London Kaggle hackathon: how to make friends and influence data

Kaggle hackathon is a meetup that gives data scientists the opportunity to make friends in the industry and solve challenging and exciting data problems.

The day is sprint of tackling cool data projects, sharing interesting ideas, as well as a chance to meet new people and build relationships across the sector. It ends with drinks, which is also a big part of the fun!

The events are organised by the London Data Science Workshop, and the projects that data scientists are invited to work on are part of Kaggle, an online community where data scientists get challenged with real-word machine learning problems.

If you want to know additional information about such events please get in touch with London Data Science Workshop.

The Kaggle Hackathon at ZPG

On 27 January 2018 about 60 data hackers, scientists and analysts met in ZPG’s trendy London office to take on several competitions available on the Kaggle platform. At the end of the day people had the chance to present their findings to the whole audience.

To give an idea of what types of machine learning problems you can collaborate on, here’s a brief summary of the three most popular ones from the January workshop.

The toxic comment classification

This challenge is about building a model that is capable of detecting different types of toxicity like threats, obscenity, insults, and identity-based hate. The dataset is wiki corpus dataset which was rated by human raters for toxicity.

The corpus contains 63 million comments from discussions relating to user pages and articles dating from 2004 - 2015. About ten people worked on this project, sharing ideas and early results.

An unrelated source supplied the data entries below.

PR #3621, opened 2020-10-25
Remove pkg/errors dep from apis/monitoring module

grdryn:
I think this dependency is usually not needed any longer, given that the standard library has the likes of errors.New, and fmt.Errorf.

My understanding is that apis/monitoring is a standalong module now to make it easier for other projects to import it, with a minimal set of transitive dependecies to worry about. If I'm correct, then github.com/pkg/errors is an easy one to keep out.

I noticed this while catching up with the recent changes around AlertManagerConfigs, so it was only recently introduced in #3593.

### DIFF
--- a/pkg/apis/monitoring/go.mod
+++ b/pkg/apis/monitoring/go.mod
@@ -3,7 +3,6 @@ module github.com/prometheus-operator/prometheus-operator/pkg/apis/monitoring
 go 1.14
 
 require (
-	github.com/pkg/errors v0.9.1
 	k8s.io/api v0.18.3
 	k8s.io/apimachinery v0.18.3
 )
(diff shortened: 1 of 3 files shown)


coderanger:
This does mean not using Wrap/Wrapf since those are not in the stdlib.

grdryn:
@coderanger I think that case is covered by `fmt.Errorf` with the (relatively new) `%w` verb in the format specifier, is it not? https://golang.org/pkg/fmt/#Errorf

In any case, it seems like those Wrap/Wrapf functions aren't used in the `github.com/prometheus-operator/prometheus-operator/pkg/apis/monitoring` module, so I still think this is a good candidate to change. If you wanted to drop that dependency for the main `github.com/prometheus-operator/prometheus-operator` module, then making sure the stdlib covered all the cases that are used (I think it would), would definitely be something to consider at that point :+1:

s-urbaniak:
@grdryn thank you a lot for the contribution! This lgtm from my side, plus an after-thought: Does it make sense to sweep through the operator code base too and remove pkg/errors for good everywhere? If the @prometheus-operator/prometheus-operator-reviewers agree we can create a `help-wanted` issue to address this.

grdryn:
bq. Does it make sense to sweep through the operator code base too and remove pkg/errors for good everywhere?

It's definitely something that could be considered. :slightly_smiling_face:  I'm fairly sure that module isn't needed any longer with current versions of Go, and the project README states that it's in "maintenance mode". A couple of things to note about removing it from the rest of this project (lessons learned from doing it elsewhere):

1. There's a good chance that on an active/popular project like this, for a period of time after making the change, there will likely be active WIP/pull requests that will still refer to the old depenency & cause it to be pulled back in
2. You may have other depenencies that still pull it in as a transitive dependency, so it may still show up in your dependency list

I do think it's a good thing to do though -- the stdlib version may get future improvements, whereas it sounds like the old module will not really.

Shannon, Head of Analytics at uSwitch ZPG, says about the challenge:

“I hadn’t used Python much before to transform free text fields so I was introduced for the first time to the nltk package.

“At the end of the morning I had a few new data transformation techniques under my belt and my faith in humanity had dropped considerably; there were some truly vile comments in the dataset, which hit home the need to accurately flag such comments in an automated way.”

All the information about this challenge can be found here.

The 2018 Data Science Bowl

The idea of this challenge is that to spot nuclei allows to speed up cures for people who suffer from diseases like cancer, heart disease, chronic obstructive pulmonary disease, Alzheimer’s, and diabetes. The 2018 Data Science Bowl propose the following mission: create an algorithm to automate nucleus detection.
Participants are asked to create a computer model that can identify a range of nuclei across varied conditions. By observing patterns, asking questions, and building a model, participants will have a chance to push state-of-the-art technology further.

Mercari price suggestion challenge

The challenge is about building an algorithm that automatically suggests the right product prices.
Participants are provided with user-inputted text descriptions of the products, including details like product category name, brand name, and item condition.
More details about this challenge can be found here.

Outside of these challenges, there were many people who focussed on the introductory Titanic dataset competition, found here. In this challenge, participants were asked to apply the tools of machine learning to predict which passengers survived the tragedy of Titanic. Skills that you may find useful to have for this challenge are binary classification, logistic regression, Python and R basics.